Embora sejam úteis para outras fobias de desempenho (ex.: tocar em público), seu uso para ansiedade sexual é controverso e geralmente não recomendado como primeira opção. Eles podem piorar a disfunção erétil ao bloquear os receptores beta-adrenérgicos necessários para alguns aspectos da resposta sexual. O foco deve ser no tratamento da ansiedade de base com terapias mais específicas.
8. "A disfunção sexual causada por remédio some se eu parar de tomar?"
Na grande maioria dos casos, sim. Os efeitos colaterais sexuais de medicamentos são geralmente reversíveis após a descontinuação da droga. No entanto, a retirada deve ser sempre feita sob supervisão médica, especialmente com antidepressivos, para evitar síndrome de descontinuação ou recaída da doença de base. Em um pequeno número de pacientes, pode persistir uma disfunção sexual pós-medicação, o que requer investigação adicional.
Referências
- Sadock, B.J.; Sadock, V.A.; Ruiz, P. Compêndio de Psiquiatria: Ciência do Comportamento e Psiquiatria Clínica. 11ª ed. Porto Alegre: Artmed, 2017. (Fonte principal dos trechos fornecidos sobre neurofisiologia, efeitos de medicamentos e interações hormonais).
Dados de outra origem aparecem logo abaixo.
PR #82, opened 2026-08-23
feat(heze-focil-verdict-recording-proof): prove recordPayloadInclusionListSatisfaction successful-run write

Mouzayan:
## Summary

Adds `EthCLSpecs/Proofs/Heze/RecordPayloadInclusionListSatisfaction.lean`,
proving the successful-run write of Heze’s FOCIL satisfaction-result recorder
at `ForkChoiceStoreRun (Store map)`:

- Given a nonzero `state.slot`, if timely
  `getInclusionListTransactions` collection runs from `runnerStore` and returns
  `ilTxs` with runner state `postRunnerStore`,
  `recordPayloadInclusionListSatisfaction` returns the explicit input store
  with `payloadInclusionListSatisfaction` updated by `FcMap.insert` of
  `isInclusionListSatisfied payload ilTxs` at `root`.
- The recorder threads through exactly the `postRunnerStore` produced by
  transaction collection; it does not independently modify the runner state.
- The equation covers both Boolean satisfaction results.

## Supporting Changes

- Re-exports the module from `EthCLSpecs/Proofs/Heze.lean`.
- Records the successful-run frame theorem in `PROOF_LEDGER.md`.
  `recordPayloadInclusionListSatisfaction` remains **in progress** because its
  failure branches are not characterized.
- Keeps the same-root lookup and payload/result pairing obligation on the
  `onExecutionPayloadEnvelope` row. `shouldExtendPayload` also remains in
  progress.
- Updates the Proofs section of `IMPLEMENTATION_NOTES.md`.
- Regenerates the proof-coverage baseline and README blocks with
  `just proof-coverage-update`.

## Notes for Reviewers

- This is an exact successful-run write/frame theorem, not a complete
  characterization of every execution. It excludes the slot-zero
  `checkedSub` failure and transaction-collection failures, including the
  empty-committee and missing-timeliness-key paths.
- The explicit input `store` and runner state are distinct. The function
  returns an updated `Store` as its monadic value while threading through the
  runner state produced by transaction collection.
  `onExecutionPayloadEnvelope` is responsible for installing the returned
  store.
- The transaction-collection hypothesis explicitly pins
  `(onlyTimely := true)`, matching the implementation default.
- The theorem proves the structural `FcMap.insert` update. It does not claim
  that subsequently looking up `root` returns the computed satisfaction
  result, because generic `[FcMap map]` provides no insert/lookup law. That is
  a limitation of the map abstraction, not of the frame proof; the associated
  lookup and same-root pairing obligation remains on
  `onExecutionPayloadEnvelope`.
- The theorem records the result returned by
  `isInclusionListSatisfied`; it does not prove that the execution engine’s
  result is semantically correct.
- The proof uses targeted `simp` followed by `rfl`.
- The elaborated theorem requires `[Heze.Preset]`, `[HasherTag]`,
  `[FcMap map]`, and
  `[ExecutionEngine ExecutionPayload Transaction ExecutionRequests]`.
- `#print axioms` reports exactly `propext`, `Classical.choice`, and
  `Quot.sound`. No Mathlib, `sorry`, `native_decide`, or `bv_decide` is used.

## Test Plan

- [x] `lake build`
- [x] `lake build EthCLSpecs`
- [x] `just ethcl-test`
- [x] `just lint`
- [x] `just test`
- [x] `git diff --check`
- [x] `just check-citations`
- [x] `just proof-coverage-update`
- [x] `just proof-coverage-check`
- [x] `#print axioms` on
  `recordPayloadInclusionListSatisfaction_run_eq`

## Risk / trust footprint

Uses the existing kernel axioms `propext`, `Classical.choice`, and
`Quot.sound`. Adds no `sorry`, `partial def`, `native_decide`, `bv_decide`,
`unsafe`, or `@[extern]`.

## LICENSE (LGPL version 3)

- [x] I have read and accepted LICENSE (LGPL version 3), NOTICE, and CLA in the
  root of this project.


leolara:
@Mouzayan I think we should try to make the text in comments and markdown more understandable

leolara (approved):

PR #83, opened 2026-09-01
feat(heze-focil): characterize inclusion-list collection and verdict recording

Mouzayan:
## Summary

Completes the `.run` characterization of Heze’s inclusion-list collection and verdict-recording path at `ForkChoiceStoreRun`.

PR #82 introduced the successful-write theorem for `recordPayloadInclusionListSatisfaction`. This follow-up characterizes the two collector fork definitions used by the recorder and proves the recorder’s complete run equation across every outcome.

The following principal equations are tagged:

- `getInclusionListCommittee_run_eq`
  - `@[characterizes EthCLSpecs.Heze.getInclusionListCommittee]`
- `getInclusionListTransactions_run_eq`
  - `@[characterizes EthCLSpecs.Heze.getInclusionListTransactions]`
- `recordPayloadInclusionListSatisfaction_run`
  - `@[characterizes EthCLSpecs.Heze.recordPayloadInclusionListSatisfaction]`

## What changed

Adds `Proofs/Heze/GetInclusionListTransactions.lean` with:

- the complete committee `.run` equation;
- the exact empty-committee arithmetic error;
- the compositional `.run` equation for `getInclusionListTransactions`;
- `FirstReachableMissingTimeliness` over the actual `FcMap.fold` entries;
- the exact `.missingKey ilRoot` result for the first reachable missing timeliness key; and
- unchanged propagation of committee-construction and collection errors.

Extends `Proofs/Heze/RecordPayloadInclusionListSatisfaction.lean` with:

- the principal whole-run recorder equation;
- the slot-zero error corollary;
- arbitrary collector-error propagation;
- the empty-committee consequence; and
- the missing-timeliness consequence.

The existing successful-path theorem from PR #82 remains available. It states the exact returned `FcMap.insert` update with an arbitrary collector-produced `postRunnerStore`.

The proof ledger and implementation notes are updated, and proof coverage is regenerated to reflect all three characterized fork definitions.

### Slot zero

```lean
.error (.transition (.arithmetic
  "record_payload_inclusion_list_satisfaction: Slot(state.slot - 1)"))
```

This occurs before transaction collection.

### Empty inclusion-list committee

```lean
.error (.transition (.arithmetic
  "get_inclusion_list_committee: indices[i % len(indices)] on an empty committee"))
```

The committee error propagates through transaction collection and the recorder unchanged.

### Missing timeliness key

For the first reachable non-equivocator entry whose timeliness lookup is missing:

```lean
.error (.missingKey ilRoot)
```

The collector error propagates through the recorder unchanged.

### Arbitrary collector error

Any other `StoreTransitionError` returned by `getInclusionListTransactions` is returned unchanged.

### Successful collection

If collection returns `.ok (ilTxs, postRunnerStore)`, the recorder returns:

```lean
.ok (
  { store with
    payloadInclusionListSatisfaction :=
      FcMap.insert store.payloadInclusionListSatisfaction root
        (isInclusionListSatisfied payload ilTxs) },
  postRunnerStore)
```

At `StateT σ (Except StoreTransitionError)`, an error result contains no runner state. On success, the recorder returns exactly the runner state produced by transaction collection.

## Characterization policy

`getInclusionListCommittee` and `getInclusionListTransactions` are fork definitions with exact `.run` equations at the selected runner, so their principal equations are tagged `@[characterizes]`.

`getInclusionListTransactions_run_eq` is compositional: it exposes the exact sequencing of committee construction and `collectInclusionListTransactions`.

`collectInclusionListTransactions` is a plain `def`, not a fork definition, and remains untagged. Supporting branch and propagation theorems also remain untagged.

## Test plan

All checks were rerun after rebasing onto current `upstream/main` and after applying the final characterization annotations.

- [x] `lake build`
- [x] `lake build EthCLSpecs`
- [x] `just lint`
- [x] `just check-citations`
- [x] `just proof-coverage-update`
- [x] `just proof-coverage-check`
- [x] `just ethcl-test`
- [x] `just test`
- [x] `git diff --check`
- [x] `#check` and `#check @...` on every public declaration
- [x] `#print axioms` on every public theorem
- [x] Forbidden-feature and scratch-file scan

## Risk and trust footprint

No new trust mechanisms are introduced. The public theorems use only the existing kernel axioms `propext`, `Classical.choice`, and `Quot.sound`, or subsets thereof.

The PR adds no Mathlib dependency, `sorry`, `native_decide`, `bv_decide`, `unsafe`, `partial def`, or new `@[extern]`.

## Notes for reviewers

- The recorder proof target is `ForkChoiceStoreRun (Store map)`.
- The committee equation is polymorphic over the runner-state type because committee construction neither reads nor changes that state.
- The successful recorder result proves the exact structural `FcMap.insert`.
- It does not claim that a later generic lookup returns the inserted value, because the generic `FcMap` interface provides no insert/lookup law.
- The separate same-root payload/verdict pairing and lookup obligation remains tracked under `onExecutionPayloadEnvelope`.
- This is the complete-characterization follow-up to PR #82; PR #82 remains the origin of the successful-path theorem.

## LICENSE (LGPL version 3)

- [x] I have read and accepted LICENSE (LGPL version 3), NOTICE, and CLA in the root of this project.


packages/EthCLSpecs/EthCLSpecs/Proofs/Gloas/Run.lean
```diff
@@ -56,43 +58,33 @@ abbrev GloasRun [Preset] [HasherTag] : Type → Type :=
...
-`PUnit`-valued loop bodies without an instantiation dance. -/
-
-/-- `.run` of a bind: run the first action, and on success run the continuation from the
-value and state it produced. The `Except` bind on the right short-circuits a reject. -/
+/-- See `ForkChoiceStoreRun.run_bind`. -/
 theorem GloasRun.run_bind {σ ε α β : Type} (x : StateT σ (Except ε) α)
     (f : α → StateT σ (Except ε) β) (s : σ) :
-    (x >>= f).run s = (x.run s) >>= fun p => (f p.1).run p.2 := rfl
+    (x >>= f).run s = (x.run s) >>= fun p => (f p.1).run p.2 :=
+  ForkChoiceStoreRun.run_bind x f s
```
leolara: Whys is better to change it to do the proof based on ForkChoiceStoreRun?

packages/EthCLSpecs/EthCLSpecs/Proofs/Heze/GetInclusionListTransactions.lean
```diff
@@ -0,0 +1,331 @@
...
+open EthCLLib.Spec (HasherTag MapKind FcMap throwArithmetic htr StoreTransitionError arrayUnion)
+open EthCLSpecs.Heze (Preset Store State Root Slot ValidatorIndex InclusionList Transaction
+  InclusionListStore getInclusionListCommittee getInclusionListTransactions
+  collectInclusionListTransactions getBeaconCommittee getCommitteeCountPerSlot
+  computeEpochAtSlot cyclicSample)
+open EthCLSpecs.Heze.Const (inclusionListCommitteeSize)
+
+/-- `.run` of `throwArithmetic` at the fork-choice store runner. Closes by `rfl`
+without unfolding `liftErr`. -/
+private theorem throwArithmetic_run {σ α : Type} (descr : String) (s : σ) :
```
leolara: this theorem seems repeated twice

leolara:
@Mouzayan  We should add something like this to the proof ledger:

```md
 | `collectInclusionListTransactions` | `Heze/ForkChoice.lean:135-152` | The collected set: an
  equivocator's entry contributes nothing; at `onlyTimely = true` an entry contributes exactly when
  its stored timeliness is `true`; at `onlyTimely = false` every non-equivocator entry contributes;
  the result is `arrayUnion` of the contributions, so it holds no duplicate.
  `getInclusionListTransactions_run_eq` pins the arguments this is called at and leaves the returned
  array unconstrained | proposed |  |
```

and remove the `plain def` mentions of it, I think we need a characterisation for this one as well.

packages/EthCLSpecs/EthCLSpecs/Proofs/Gloas/Run.lean
Mouzayan: You are right that this equation is not specific to ForkChoiceStoreRun. The intention was to share the definitional `StateT σ (Except ε)` bind equation, but placing it under ForkChoiceStoreRun creates a misleading dependency from the Gloas proof module.

I have prepared a fork neutral `EthCLSpecs.Proofs.Run` module in the follow up characterization work PR #102. 
I will bring that refactor into this PR so both fork-specific modules can use the shared equation.

packages/EthCLSpecs/EthCLSpecs/Proofs/Heze/GetInclusionListTransactions.lean
Mouzayan: Yes, thank you. It is duplicated verbatim as a private helper in `GetInclusionListTransactions.lean` and `RecordPayloadInclusionListSatisfaction.lean`. I will move it into the shared `StoreRun` module use the shared theorem at the two call sites.

Mouzayan:
> @Mouzayan We should add something like this to the proof ledger:
> 
> ```
>  | `collectInclusionListTransactions` | `Heze/ForkChoice.lean:135-152` | The collected set: an
>   equivocator's entry contributes nothing; at `onlyTimely = true` an entry contributes exactly when
>   its stored timeliness is `true`; at `onlyTimely = false` every non-equivocator entry contributes;
>   the result is `arrayUnion` of the contributions, so it holds no duplicate.
>   `getInclusionListTransactions_run_eq` pins the arguments this is called at and leaves the returned
>   array unconstrained | proposed |  |
> ```
> 
> and remove the `plain def` mentions of it, I think we need a characterisation for this one as well.

Understood. 
The current proof covers the missing timeliness error, but not which transactions are returned on success or how duplicates are removed. 
I’ll add that missing work to the proof ledger and remove the wording that suggests no characterization is needed.

PR #1568, opened 2022-12-08
Temporary override for Heath St Sign

hannahpurcell:
Ad-hoc: When the GLX is deployed in the new GTFS later today, there is one screen that will start using the new destination name (Medford/Tufts) before we want that to be visible. So here's a hardcoded fix that we'll revert Sunday evening (along with deploying other changes)

### DIFF
--- a/assets/src/components/v2/normal_header.tsx
+++ b/assets/src/components/v2/normal_header.tsx
@@ -43,7 +43,8 @@ const NormalHeaderTitle = forwardRef(
       modifiers.push("with-icon");
     }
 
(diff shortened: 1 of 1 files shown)


cmaddox5 (commented):
This looks good for v2. Do we also need a change for v1? I know we have some v1 gl_eink screens in the config but can't remember if they are actually for live screens.

hannahpurcell:
There is precisely one screen we have to worry about on the whole E line, and it's V2, so we're good.

cmaddox5 (approved):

- American Psychiatric Association. Manual Diagnóstico e Estatístico de Transtornos Mentais – Texto Revisado (DSM-5-TR). 5ª ed. Porto Alegre: Artmed, 2022.
- Organização Mundial da Saúde. Classificação Estatística Internacional de Doenças e Problemas Relacionados à Saúde (CID-11). Genebra: OMS, 2022.
- Abdo, C.H.N. Estudo Epidemiológico da Disfunção Sexual (Episex). São Paulo, 2004.
- Associação Brasileira de Psiquiatria (ABP). Diretrizes para o Tratamento da Depressão. 2022.
- Ministério da Saúde (BR). Protocolo Clínico e Diretrizes Terapêuticas (PCDT) para Transtornos de Ansiedade. 2022.
- Clayton, A.H., et al. Sexual Dysfunction Associated with Major Depressive Disorder and Antidepressant Treatment. Expert Opinion on Drug Safety, 2014.
- Segraves, R.T. Considerations for a Better Understanding of Sexual Medicine. The Journal of Sexual Medicine, 2007.
Conteúdo de referência clínica. Não substitui avaliação profissional individualizada.